- Work to be completed -
Beneath this instruction is a block of data; output from it exactly the lines that run from the one containing "addresses a channel's" through the one containing "the whole identity", inclusive.

- Task material -
++++++++++++++++++++

PR #2965, opened 2026-09-18
fix(kg): refuse kind=channel_health in generic create, naming the verb that owns it

### LINKED ISSUE #2963: generic create mints an unreachable channel_health row

`comm.heartbeat` identifies a `channel_health` row by a **deterministic** UUID:
`heartbeat_note_id(namespace, channel_kind, channel_slug)` is `Uuid::new_v5` over a key built from
those three parts, and the row is written with `insert_note_if_absent` / `replace_note_if_unchanged`
against that id. That is how one channel keeps exactly one health row and how a later heartbeat
updates it in place.

Generic `create(kind="note", note_kind="channel_health", …)` mints an ordinary random id instead, and
`comm`'s `kind_hook` returns a hook only for `message`, so nothing on the generic path knows about
the identity rule.

The result is worse than an under-validated row. It is a row that no heartbeat will ever find, no
`comm.health()` projection will ever reconcile with the real one, and no later write will ever
update — an orphan that looks like a health record and reports a channel's state forever at the
value it was created with. Two rows for one channel is a state the identity scheme exists to make
impossible.

## Why this is filed separately from the other generic-create gaps

The `memory` case was a row missing its defaults, and the `session` case is a row missing its
validation. Both are recoverable by reading the row and fixing it. This one produces a record whose
identity is wrong, which is not visible by reading the record: it looks complete, and the damage is
that a different, correct row exists or will exist beside it.

## Acceptance

Generic `create` cannot mint a `channel_health` row with an id the heartbeat path would not have
chosen. Either the kind is refused there, naming `comm.heartbeat` — the shape `scheduled_event`,
`edge` and `proposal` already have in that same match — or the identity derivation moves somewhere
both paths reach. A test creates a channel's health row through the generic path and then runs a
heartbeat for that same channel, asserting there is exactly one row afterwards.

ohdearquant:

Closes #2963.

## The gap

`comm.heartbeat` addresses a channel's health row rather than searching for it. `heartbeat_note_id`
derives a v5 UUID from the namespace, channel kind and slug, and the row is written at that id
through `insert_note_if_absent` / `replace_note_if_unchanged`. That derivation is the whole identity
scheme: it is how one channel keeps exactly one health row, and how a heartbeat five minutes later
updates the row the first one wrote instead of adding a second.

Shared `create(kind="note", note_kind="channel_health", …)` accepted the kind and minted an ordinary
random id, and a `stream.batch` write member naming the kind did the same. Nothing on either path
knows about the derivation: comm answered `kind_hook` only for `message`, so the kind reached the
shared write path with no owner between the caller and the store.

**This is not the same defect as a row with unset fields.** A row missing its defaults or its
validation is wrong and readable: you can fetch it, see the gap and repair it. This one is wrong in
its *identity*, which is invisible from the record — it has content, a kind and a timestamp, and it
looks complete. No heartbeat will ever find it and no later write will update it.

And it is not dormant. `comm.health` reads its channel list by querying notes filtered on
`kind: "channel_health"`, so an orphan row is not merely unreachable — it is **reported**, as an
additional channel, carrying whatever poll interval and outcome it was created with, permanently.
Two rows for one channel is precisely the state the derived id exists to make impossible, and the
projection that would reveal the duplicate is the one that renders it as fact.

## The change

`ChannelHealthHook::prepare_create` refuses the kind and names `comm.heartbeat`.

The refusal lives on the owning pack's hook rather than in the generic create handler, and that
placement is the decision rather than an implementation preference:

- The hook is where both admitting paths converge. Shared `create` calls it before it writes the
  note or its provenance edge, and `stream.batch` calls it while preparing a write member, so one
  refusal answers both entry points and a batch aborts before any sibling commits. A kind-name arm
  in the generic handler covers one path and has to be duplicated for the other — which is what the
  neighbouring `scheduled_event` refusal does today, once in `create` and once in the batch member
  parser.
- The generic pack does not know this kind. A hook exists only when the pack that owns the kind is
  registered, so the refusal can never reach a caller who has no `comm.heartbeat` to dispatch. The
  hook's existence *is* that capability check; nothing has to ask the registry whether the verb is
  present.

`comm.heartbeat` writes through the note store primitives rather than shared `create`, so it is
unaffected by the refusal. That is asserted rather than assumed: the arm below writes two heartbeats
for one channel after the refusal and reads exactly one row back.

The issue's other option — move the identity derivation somewhere both paths reach — is not
available here. A `KindHook` gets `&mut Value` of the create arguments, and `CreateParams` has no
`id` field, so a hook cannot tell the create path which id to write. Its `key` field is a uniqueness
key, not an identity: it makes a second row a `key_conflict` rather than making the two rows one, and
the UUID is still minted by the store. So there is no id for both writers to agree on until `create`
grows a way to accept one. The source comment records that as the falsifier for this refusal.

## Coverage

Two arms in comm's integration suite, one per admitting path:

`generic_create_refuses_the_channel_health_kind_and_names_its_writer`

- It asserts the pack registers a hook for the kind first, so it cannot silently stop exercising the
  refusing branch if the fixture changes.
- An ordinary `observation` note created in the same request shape is the control, so the refusal is
  attributable to the kind rather than to the request.
- The refusal must contain `comm.heartbeat`, because a refusal that does not name the working path
  leaves the caller nowhere to go.
- Then the invariant the refusal exists to protect: two heartbeats for one channel, and
  `comm.health()` reports exactly one channel row. Closing an entry point is only correct if the
  remaining one still holds the property, so that is asserted rather than assumed.

`stream_batch_refuses_a_channel_health_write_member_before_any_sibling_commits`

- An ordinary keyed write through the same batch shape is the control.
- A batch whose first member is an ordinary keyed note and whose second names `channel_health` is
  refused naming `comm.heartbeat`, and the first member is then shown not to have committed — the
  refusal happens in preparation, not as a per-member conflict.
- `comm.health()` reports no channels afterwards, so the batch path created no row.

**What is not covered.** The over-reach direction — that a pack declaring this kind *without* comm
loaded gets no refusal — has no arm here, because this suite's fixture registers comm. The
equivalent property is exercised for a different kind in `khive-pack-kg`, where a fixture pack
declares a note kind and registers no hook for it.

Standalone `stream.append` is a third creation route. It accepts a registered `note_kind` and dispatches
no pack hook, so it still admits this kind, as the amendment states (item 5) and as ADR-021 states for
`memory`. That is deliberately outside this change; #2974 records it as its own row, with the options.

## Scope

3 files, 6 commits, +263 −6 against `main` (two of the commits merge current `main` in; the second after #2973 landed under this branch).

- `crates/khive-pack-comm/src/pack.rs` (+60 −6) — `ChannelHealthHook`, registered for the kind
  beside the existing `MessageHook`; the validator's doc now says where `channel_health` is answered.
- `crates/khive-pack-comm/tests/integration.rs` (+160) — the two arms above.
- `docs/adr/ADR-017-pack-standard.md` (+43) — the amendment recording that a pack may refuse shared
  creation of a kind it owns through `prepare_create`, and why the generic handler is the wrong place.

`crates/khive-pack-kg/src/handlers/create.rs` is not in the diff. The first commit on this branch put
a kind-name arm and a registry probe there; the third removed both, so the generic pack ends
untouched.

## Verification

The workspace suite, formatter and linter at the current head, which has `main` merged in rather than being a bare branch, because the hosted checks run on the synthetic merge ref and a
local run on the unmerged branch is a strict subset of it.

```
cargo fmt --all -- --check                               rc 0
cargo test --workspace --no-fail-fast                    11510 passed, 0 failed, 266 suites reported a result
cargo clippy --workspace --all-targets -- -D warnings    rc 0, 0 errors
```

Predicates beyond the totals, each checked by exact test name, because a green total does not say
that a named arm ran:

- the two new arms, and the two pre-existing arms that stand as controls (`comm.heartbeat` still
  writes one row per channel; the pack still declares the kind): **4 of 4** printed their own `ok`.
- **266 suites reported a result.** `cargo test` stops at the first failing suite, so without
  `--no-fail-fast` and a suite count a truncated run and a complete one report the same way.

The first full run of this gate reddened one of the two new arms on the arm's own read: it took
`items` from a `list` response, which answers with `notes`, so its "sibling not committed" assertion
compared `None` to `Some(0)` and could not pass on any code. The property held (the page was empty).
The last commit reads the right key and adds the control that arm lacked: the same `list` over the
control batch's key must find exactly one note, so an empty page for the sibling means the sibling
was not committed rather than that the filter matched nothing.

The shape is also asserted structurally rather than read off the diff: the refusal is present in the
comm pack; the generic create handler carries no `has_verb` probe and exactly its three pre-existing
refusal arms; `crates/khive-pack-kg/src/handlers/create.rs` does not appear in the branch's diff
against `main`; and the comm arm asserts the hook is registered before it exercises the refusal.


ohdearquant (commented):

ohdearquant (commented):

Verdict on head d5520902467975228385eeb39111048b4ae44c47: REQUEST-CHANGES, 1 blocking finding. Finding details are delivered to the review's recipients rather than posted here. Do not merge this head while blocking findings are outstanding; a pipeline comment on a newer head supersedes this one.

ohdearquant (commented):

Verdict on head a5a2abe257d075d0670f2a66b5f89fefc444d6eb: REQUEST-CHANGES, 1 blocking finding. Finding details are delivered to the review's recipients rather than posted here. Do not merge this head while blocking findings are outstanding; a pipeline comment on a newer head supersedes this one.

oceanwaves630 (approved):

++++++++++++++++++++

- Task response -
`comm.heartbeat` addresses a channel's health row rather than searching for it. `heartbeat_note_id`
derives a v5 UUID from the namespace, channel kind and slug, and the row is written at that id
through `insert_note_if_absent` / `replace_note_if_unchanged`. That derivation is the whole identity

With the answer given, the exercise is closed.